▼▼▼

PR #4407, opened 2023-06-07
[LETS-731] error manager debug function

cristiarg:
http://jira.cubrid.org/browse/LETS-731

I have written this function many times while debugging various issues.
I am adding this here in `!NDEBUG` mode only.
Documented with usage example in code.

Note: on top of #4405


cristiarg:
Superseeded by #4409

▲▲▲

__Exercise aim__:
Exactly as shown, repeat every record.

__Solution to this task__:
PR #4407, opened 2023-06-07
[LETS-731] error manager debug function

cristiarg:
http://jira.cubrid.org/browse/LETS-731

I have written this function many times while debugging various issues.
I am adding this here in `!NDEBUG` mode only.
Documented with usage example in code.

Note: on top of #4405


cristiarg:
Superseeded by #4409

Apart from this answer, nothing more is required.